<<<<

PR #3987, opened 2026-07-02
refactor(platform-wallet): consolidate address-balance reconciliation into one guarded seam

QuantumExplorer:

Follow-up to the review of #3969. `rs-platform-wallet` carried four hand-rolled copies of the platform-address balance reconciliation (translate proof-attested `AddressInfos` → apply to `ManagedPlatformAccount` → persist a `PlatformAddressChangeSet`), each with its own gaps:

- `transfer.rs` and `withdrawal.rs` resolved derivation indexes only through the live derived pool — and withdrawal's `unwrap_or(0)` fallback could **corrupt index 0** for restored addresses no longer in a live pool.
- `register_from_addresses.rs` discarded `_address_infos` entirely (its own TODO asked for reconciliation), and `transfer_to_addresses.rs` left wallet-owned recipient balances stale until the next BLAST sync.
- The top-up path required the FFI to make two calls with a "caller MUST reconcile" doc-contract.
- None of the copies coordinated with the 15s background sync, so a sync pass racing a state transition could overwrite fresh proof-attested balances with stale scanned ones — and the provider's committed `found` map (the sync-diff baseline and SDK sync seed) diverged from what reconciliation applied.

## What was done?

- **One shared seam**: `PlatformAddressWallet::reconcile_address_infos` now owns translate → freshness-guard → apply → persist. `transfer`, `withdraw`, `fund_from_asset_lock`, and all identity address flows route through it. `build_top_up_balance_entries` / `build_transfer_persistence_entries` are generalized into `build_address_balance_entries` over an index-resolver: resolution goes through the provider's persisted index↔address bijection first (restored-wallet coverage), falling back to the live pools for addresses derived since the last sync (fresh change addresses); pool-resolved pairs are merged into the bijection. The withdrawal index-0 corruption is gone.
- **Previously discarded proofs wired in**: `IdentityWallet::register_from_addresses` and `transfer_credits_to_addresses_with_external_signer` now return their proof-attested `AddressInfos`; external recipients are skipped by the seam.
- **Composite orchestration on `PlatformWallet`** (`top_up_from_addresses`, `register_from_addresses`, `transfer_credits_to_addresses_with_external_signer`): the struct that owns both `.identity()` and `.platform()` composes the identity op with the reconciliation, so the FFI makes one call and the "caller MUST reconcile" contract disappears. FFI signatures are unchanged (internals only — no header regeneration needed).
- **Freshness guard against the background sync**: the seam commits through `PlatformPaymentAddressProvider::commit_reconciliation` while holding the provider write lock across both the provider commit and the account-balance write (lock order provider → wallet-manager, matching the sync callbacks). Entries whose nonce is below the committed `found` seed's are dropped (a sync or later transition already committed fresher state); identical entries are dropped as no-ops; proof-attested removals (zero funds) drop the address from the seed, mirroring absent handling. The committed `found` map is updated so the sync-diff baseline and the SDK sync seed agree with what was applied. `sync_balances` now persists its diff **before** releasing the provider lock, so a fresher reconciliation row can never be overwritten on disk by an older sync diff.

Behavioral notes: withdrawal now persists its changeset internally (matching transfer — the FFI still also returns it; host-side application is an idempotent upsert), and transfer reconciles owned addresses across **all** the wallet's platform payment accounts rather than only the input account.

## How Has This Been Tested?

- `cargo test -p platform-wallet --lib` — 209 passed, including new tests: freshness-guard stale-nonce drop, unchanged no-op drop, fresh-entry commit to `found`, zero-funds removal from the seed, live-pool fallback extending the bijection, and the retargeted persist-contract integration test now also asserting the committed seed carries the reconciled funds.
- `cargo check -p platform-wallet-ffi`, `cargo check -p platform-wallet --all-targets` and `--all-features --tests`, plus reverse deps `platform-wallet-storage --all-targets` and `rs-unified-sdk-ffi` — all clean.
- `cargo clippy -p platform-wallet --lib --tests` and `-p platform-wallet-ffi` — no warnings; `cargo fmt --all` applied.

## Breaking Changes

None on consensus or FFI surfaces. Within the `platform-wallet` crate (pre-release, internal): `IdentityWallet::register_from_addresses` / `transfer_credits_to_addresses_with_external_signer` now also return `AddressInfos`, and `PlatformAddressWallet::apply_top_up_reconciliation` is replaced by `reconcile_address_infos`.

## Checklist:

### DIFF
--- a/packages/rs-platform-wallet/src/wallet/platform_addresses/provider.rs
+++ b/packages/rs-platform-wallet/src/wallet/platform_addresses/provider.rs
@@ -826,21 +826,26 @@ impl AddressProvider for PlatformPaymentAddressProvider {
     }
 }
 
-/// Resolve each spent platform address in a top-up's proof-attested
-/// `address_infos` to its `(account_index, address_index)` using the
-/// per-account index bijections, and pair it with the proof's post-spend
-/// balance + nonce. Resolving against the bijections — rather than the live
-/// derived address pool — means addresses restored from disk (present in the
-/// persisted index map but not in `ManagedPlatformAccount::addresses`) are
-/// still reconciled; without this, a top-up that spends a restored cached row
-/// would leave its stale balance behind, preserving the phantom balance.
+/// Translate a state transition's proof-attested `address_infos` into
+/// persistence-changeset entries, resolving each address's
+/// `(account_index, address_index)` through `resolve_index`.
 ///
-/// Addresses the proof returns that the wallet doesn't own (no bijection
-/// entry) are skipped. Pure and lock-free so the reconciliation is
-/// unit-testable.
-pub(crate) fn build_top_up_balance_entries(
+/// Non-P2PKH addresses and addresses the resolver doesn't recognise
+/// (external recipients, or addresses the wallet doesn't own) are skipped.
+/// Missing per-address info (`None`) maps to zero balance / zero nonce —
+/// the on-chain post-transition state for an address removed from state
+/// (e.g. a fully consumed input). Pure and lock-free so every caller's
+/// translation is unit-testable.
+///
+/// Callers supply the resolver so every reconciliation path can resolve
+/// through the provider's persisted `index <-> address` bijection —
+/// covering addresses restored from disk that are no longer in a live
+/// derived pool — with the live pool as fallback for addresses derived
+/// since the last sync (see
+/// [`PlatformPaymentAddressProvider::commit_reconciliation`]).
+pub(crate) fn build_address_balance_entries(
     wallet_id: WalletId,
-    per_account_addresses: &[(u32, &BiBTreeMap<AddressIndex, PlatformP2PKHAddress>)],
+    resolve_index: impl Fn(&PlatformP2PKHAddress) -> Option<(u32, AddressIndex)>,
     address_infos: &AddressInfos,
 ) -> Vec<PlatformAddressBalanceEntry> {
     let mut entries = Vec::new();
@@ -849,6 +854,9 @@ pub(crate) fn build_top_up_balance_entries(
             continue;
         };
         let p2pkh = PlatformP2PKHAddress::new(*hash);
+        let Some((account_index, address_index)) = resolve_index(&p2pkh) else {
+            continue;
+        };
         let funds = match maybe_info {
             Some(ai) => AddressFunds {
                 balance: ai.balance,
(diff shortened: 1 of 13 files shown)


thepastaclaw:
✅ Review complete (commit 1d48d6fb)

packages/rs-platform-wallet/src/wallet/platform_addresses/wallet.rs
```diff
@@ -159,98 +164,182 @@ impl PlatformAddressWallet {
...
             tracing::error!(
+                context,
                 error = %e,
-                "Failed to persist top-up platform-address reconciliation; \
+                "Failed to persist platform-address reconciliation; \
                  in-memory balances are updated but durable rows stay stale \
                  until the next platform-address sync"
             );
         }
+        cs
```
thepastaclaw: **🟡 Suggestion: reconcile_address_infos persists after releasing the provider lock, breaking the invariant sync.rs was just changed to establish**

`reconcile_address_infos` drops the provider write guard at line 325 and only then calls `self.persister.store(cs.clone().into())` at line 333. The companion change in `sync.rs` (lines 155-168) moves its `persister.store` call *inside* the same provider write lock with an explicit comment documenting why: `reconcile_address_infos` "serializes on this lock and persists its proof-attested entries after acquiring it, so keeping this store inside the critical section guarantees any reconciliation that observed this pass's committed state also lands on disk after it — releasing first would let a fresher reconciliation row be overwritten by this (older) diff."

The reconcile side of that invariant is not upheld. Because `WalletPersister::store` is a synchronous call into an `Arc<dyn PlatformWalletPersistence>` reachable from any Tokio worker, once `drop(guard)` runs a background sync (or a second concurrent reconciliation) can fully acquire the provider lock, commit a fresher `found` seed, and persist its own diff *before* this reconciliation's delayed `store()` finally fires — at which point the older reconciliation row overwrites the fresher sync row on disk. In-memory state stays correct because both writers apply the newer value under the lock, and the next successful sync heals the disk row; but the durable state is silently stale during that window, which is exactly the property this PR advertises as fixed.

Moving the `self.persister.store(...)` call to just before `drop(guard)` (mirroring `sync.rs`) closes the race with no extra locking cost.

<sub>source: ['claude']</sub>

packages/rs-platform-wallet/src/wallet/platform_addresses/provider.rs
```diff
@@ -859,20 +867,145 @@ pub(crate) fn build_top_up_balance_entries(
...
+                             maps to a different address — state drift; \
+                             leaving the bijection untouched"
+                        );
+                    } else {
+                        state.addresses.insert(entry.address_index, entry.address);
+                    }
+                }
             }
+            outcome.entries.push(entry);
         }
```
thepastaclaw, line 1027: **🟡 Suggestion: commit_reconciliation pushes entries into the outcome even when the account isn't tracked in per_wallet**

`outcome.entries.push(entry)` at line 1005 runs unconditionally, outside the `if let Some(state) = account_state { ... }` block (lines 979-1004). `account_state` is `wallet_state.get_mut(&entry.account_index)`; it is guaranteed `Some` only when the resolver picked `entry.account_index` from iterating `wallet_state` itself, not when it picked from the live-pool fallback (`pool_indexes.get(p2pkh).copied()` at line 950).

`pool_indexes` is built in `reconcile_address_infos` by scanning `info.core_wallet.all_platform_payment_managed_accounts()` — every key-class-0 platform-payment account on the live wallet — not filtered to accounts already tracked in the provider's `per_wallet` state. If a platform-payment account exists in the live wallet but is not yet tracked by the provider (e.g. added after the provider snapshot was built), an address in that account resolves via the pool fallback to an `account_index` for which `wallet_state.get_mut(...)` returns `None`. In that case: `state.found.insert/remove` never runs, the bijection merge never runs, but the entry is still pushed into `outcome.entries`, so the caller applies it to the live `ManagedPlatformAccount` and persists a `PlatformAddressChangeSet` for it — with none of the `tracing::warn!`/`tracing::debug!` diagnostics the rest of the function uses for skipped entries.

This contradicts `ReconciliationOutcome::entries`' own doc comment ("Already committed to the provider's `found` map / bijection") and undermines the PR's stated goal that "the committed found map is updated so the sync-diff baseline and the SDK sync seed agree with what was applied." Either move the `outcome.entries.push(entry)` inside the `if let Some(state) = account_state` block (dropping the entry with a log if the account isn't tracked) or update the resolver to skip pool-only addresses whose account isn't in `wallet_state`.

<sub>source: ['claude']</sub>

thepastaclaw (approved):
## Code Review

PR consolidates four hand-rolled address-balance reconciliation copies into a single guarded seam. The core design is sound and well-tested. Three concrete suggestions surface: the reconcile seam persists outside the provider lock while the sibling sync path was just changed to persist inside it (asymmetric with the invariant this PR documents), `commit_reconciliation` unconditionally returns entries the outcome doc says are committed even when the target account isn't tracked in `per_wallet`, and `reset_sync_state` inverts the crate's provider→wallet_manager lock order.

Source: reviewers: opus and claude-sonnet-5 for general, security-auditor, rust-quality, and ffi-engineer; gpt-5.5[high] Codex lanes failed at ACP initialize and are recorded as failed; verifier: opus.

<details>
<summary>Findings not posted inline (1)</summary>

- **[NITPICK] `packages/rs-platform-wallet/src/wallet/platform_addresses/wallet.rs:433-446`: reset_sync_state inverts the crate's documented provider→wallet_manager lock order** — `reset_sync_state` takes `wallet_manager.write()` first (lines 434-441), releases it, then takes `provider.write()` (lines 442-445). Every other path in this module — `sync_balances`, the `AddressProvider` callbacks, and `reconcile_address_infos` — takes `provider.write()` first and holds it acro...

</details>

<details>

```

In `packages/rs-platform-wallet/src/wallet/platform_addresses/wallet.rs`:
- [SUGGESTION] packages/rs-platform-wallet/src/wallet/platform_addresses/wallet.rs:325-342: reconcile_address_infos persists after releasing the provider lock, breaking the invariant sync.rs was just changed to establish
  `reconcile_address_infos` drops the provider write guard at line 325 and only then calls `self.persister.store(cs.clone().into())` at line 333. The companion change in `sync.rs` (lines 155-168) moves its `persister.store` call *inside* the same provider write lock with an explicit comment documenting why: `reconcile_address_infos` "serializes on this lock and persists its proof-attested entries after acquiring it, so keeping this store inside the critical section guarantees any reconciliation that observed this pass's committed state also lands on disk after it — releasing first would let a fresher reconciliation row be overwritten by this (older) diff."

  The reconcile side of that invariant is not upheld. Because `WalletPersister::store` is a synchronous call into an `Arc<dyn PlatformWalletPersistence>` reachable from any Tokio worker, once `drop(guard)` runs a background sync (or a second concurrent reconciliation) can fully acquire the provider lock, commit a fresher `found` seed, and persist its own diff *before* this reconciliation's delayed `store()` finally fires — at which point the older reconciliation row overwrites the fresher sync row on disk. In-memory state stays correct because both writers apply the newer value under the lock, and the next successful sync heals the disk row; but the durable state is silently stale during that window, which is exactly the property this PR advertises as fixed.

  Moving the `self.persister.store(...)` call to just before `drop(guard)` (mirroring `sync.rs`) closes the race with no extra locking cost.

- [SUGGESTION] packages/rs-platform-wallet/src/wallet/platform_addresses/provider.rs:956-1006: commit_reconciliation pushes entries into the outcome even when the account isn't tracked in per_wallet
  `outcome.entries.push(entry)` at line 1005 runs unconditionally, outside the `if let Some(state) = account_state { ... }` block (lines 979-1004). `account_state` is `wallet_state.get_mut(&entry.account_index)`; it is guaranteed `Some` only when the resolver picked `entry.account_index` from iterating `wallet_state` itself, not when it picked from the live-pool fallback (`pool_indexes.get(p2pkh).copied()` at line 950).

  `pool_indexes` is built in `reconcile_address_infos` by scanning `info.core_wallet.all_platform_payment_managed_accounts()` — every key-class-0 platform-payment account on the live wallet — not filtered to accounts already tracked in the provider's `per_wallet` state. If a platform-payment account exists in the live wallet but is not yet tracked by the provider (e.g. added after the provider snapshot was built), an address in that account resolves via the pool fallback to an `account_index` for which `wallet_state.get_mut(...)` returns `None`. In that case: `state.found.insert/remove` never runs, the bijection merge never runs, but the entry is still pushed into `outcome.entries`, so the caller applies it to the live `ManagedPlatformAccount` and persists a `PlatformAddressChangeSet` for it — with none of the `tracing::warn!`/`tracing::debug!` diagnostics the rest of the function uses for skipped entries.

  This contradicts `ReconciliationOutcome::entries`' own doc comment ("Already committed to the provider's `found` map / bijection") and undermines the PR's stated goal that "the committed found map is updated so the sync-diff baseline and the SDK sync seed agree with what was applied." Either move the `outcome.entries.push(entry)` inside the `if let Some(state) = account_state` block (dropping the entry with a log if the account isn't tracked) or update the resolver to skip pool-only addresses whose account isn't in `wallet_state`.
```
</details>

packages/rs-platform-wallet/src/wallet/platform_addresses/wallet.rs
QuantumExplorer: Fixed in 1d48d6fb52: `reconcile_address_infos` now persists before `drop(guard)`, mirroring `sync_balances`, so both writers' stores are totally ordered by the provider lock.

packages/rs-platform-wallet/src/wallet/platform_addresses/provider.rs
QuantumExplorer: Fixed in 1d48d6fb52: the pool fallback now filters to accounts present in `wallet_state`, and `outcome.entries.push` only runs after the found/bijection commit (defensive skip+warn otherwise) — plus a regression test pinning that an untracked account's pool address stays unresolved.

thepastaclaw (approved):
## Code Review

Delta cleanly resolves both prior suggestion-level findings: reconcile_address_infos now persists before releasing the provider write lock (mirroring sync.rs, restoring the total-order invariant), and commit_reconciliation's pool fallback is restricted to accounts the provider tracks, with a defensive continue+warn inside the commit loop and a new regression test. Only the nitpick-level reset_sync_state lock-inversion is carried forward (prior-3, code unchanged in this delta). No new defects introduced.

Source: reviewers: `opus` (general), `claude-sonnet-5` (general), `gpt-5.5[high]` (general, failed), `opus` (security-auditor), `claude-sonnet-5` (security-auditor), `gpt-5.5[high]` (security-auditor, failed), `opus` (rust-quality), `claude-sonnet-5` (rust-quality, failed), `gpt-5.5[high]` (rust-quality, failed), `opus` (ffi-engineer), `claude-sonnet-5` (ffi-engineer), `gpt-5.5[high]` (ffi-engineer, failed); verifier: `opus`; specialists: `security-auditor`, `rust-quality`, `ffi-engineer`

💬 1 nitpick(s)

<details>
<summary>Findings not posted inline (1)</summary>

- **[NITPICK] `packages/rs-platform-wallet/src/wallet/platform_addresses/wallet.rs:440-453`: reset_sync_state inverts the crate's provider→wallet_manager lock acquisition order** — Carried forward from the prior review (prior-3, unchanged in this delta). `reset_sync_state` acquires `wallet_manager.write()` first (lines 441-448), releases it, then acquires `provider.write()` (lines 449-452). Every other seam in this module — `sync_balances`, the `AddressProvider` callbacks,...

</details>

>>>>

Exercise directions:
All that is needed is the number of lines in the material containing the string "doesn".

Reply:
3